Exercise details:
The lines of the records that include "download" should all be copied.
═════ Entries provided ═════
PR #326, opened 2025-11-04
fix: Update readme, add image with clients

jirispilka:
fix: Update readme, clients

(well I did not move the clients to the top)
I felt it was more important to first explain what the MCP server does.

FYI @lukas-bekr

### DIFF
--- a/README.md
+++ b/README.md
@@ -69,7 +69,7 @@ You can find detailed instructions for setting up the MCP server in the [Apify d
 # 🤖 MCP clients
 
 Apify MCP Server is compatible with any MCP client that adheres to the [Model Context Protocol](https://modelcontextprotocol.org/), but the level of support for dynamic tool discovery and other features may vary between clients.
-Therefore, the server uses [mcp-client-capabilities](https://github.com/apify/mcp-client-capabilities) to detect client capabilities and adjust its behavior accordingly.
+<!--Therefore, the server uses [mcp-client-capabilities](https://github.com/apify/mcp-client-capabilities) to detect client capabilities and adjust its behavior accordingly.-->
 
 To interact with the Apify MCP server, you can use clients such as: [Claude Desktop](https://claude.ai/download), [Visual Studio Code](https://code.visualstudio.com/), or [Apify Tester MCP Client](https://apify.com/jiri.spilka/tester-mcp-client).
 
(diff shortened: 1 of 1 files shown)


README.md
```diff
@@ -66,34 +66,29 @@ You can use the Apify MCP Server in two ways:
...
+# 🤖 MCP clients
 
-To interact with the Apify MCP server, you can use various MCP clients, such as:
-- [Claude Desktop](https://claude.ai/download)
-- [Visual Studio Code](https://code.visualstudio.com/)
-- [Apify Tester MCP Client](https://apify.com/jiri.spilka/tester-mcp-client)
-- Other clients at [https://modelcontextprotocol.io/clients](https://modelcontextprotocol.io/clients)
-- More clients at [https://glama.ai/mcp/clients](https://glama.ai/mcp/clients)
+Apify MCP Server is compatible with any MCP client that adheres to the [Model Context Protocol](https://modelcontextprotocol.org/), but the level of support for dynamic tool discovery and other features may vary between clients.
+Therefore, the server uses [mcp-client-capabilities](https://github.com/apify/mcp-client-capabilities) to detect client capabilities and adjust its behavior accordingly.
```
MQ37: nit: Actually we are not using the client capabilities as of now - the logic is commented out; since the `add-actor` is not working as expected with the new LLM models. But I agree that we should link this package to promote it.

README.md
```diff
@@ -66,34 +66,29 @@ You can use the Apify MCP Server in two ways:
...
-| Client | Dynamic Tool Discovery | Notes |
-| --- | --- | --- |
-| **Claude.ai (web)** | ✅ Full | |
-| **Claude Desktop** | 🟡 Partial | Tools may need to be reloaded manually in the client. |
-| **VS Code (Genie)** | ✅ Full | |
-| **Apify Tester MCP Client** | ✅ Full | Designed for testing Apify MCP servers. |
+| Client                      | Dynamic Tool Discovery | Notes                                                 |
+|-----------------------------|------------------------|-------------------------------------------------------|
+| **Claude.ai (web)**         | ✅ Full                 |                                                       |
+| **Claude Desktop**          | 🟡 Partial             | Tools may need to be reloaded manually in the client. |
```
MQ37: change required: Claude.ai web behaves the same as the Claude desktop, right? In both cases the `add-actor` requires manual tool reload. So I would either put full in both cases or both mark as partial.

README.md
```diff
@@ -66,34 +66,29 @@ You can use the Apify MCP Server in two ways:
...
+| **VS Code (Genie)**         | ✅ Full                 |                                                       |
+| **Cursor**                  | ✅ Full                 |                                                       |
+| **Apify Tester MCP Client** | ✅ Full                 | Designed for testing Apify MCP servers.               |
```
MQ37: Let's also add OpenCodes since we used that for the demo.

```suggestion
| **Apify Tester MCP Client** | ✅ Full                 | Designed for testing Apify MCP servers.               |
| **OpenCode**                        | ✅ Full                 |                                                                                       |
```

MQ37 (approved):
Thanks! Please address the comments before merging.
═════
Solution for this task:
 To interact with the Apify MCP server, you can use clients such as: [Claude Desktop](https://claude.ai/download), [Visual Studio Code](https://code.visualstudio.com/), or [Apify Tester MCP Client](https://apify.com/jiri.spilka/tester-mcp-client).
-- [Claude Desktop](https://claude.ai/download)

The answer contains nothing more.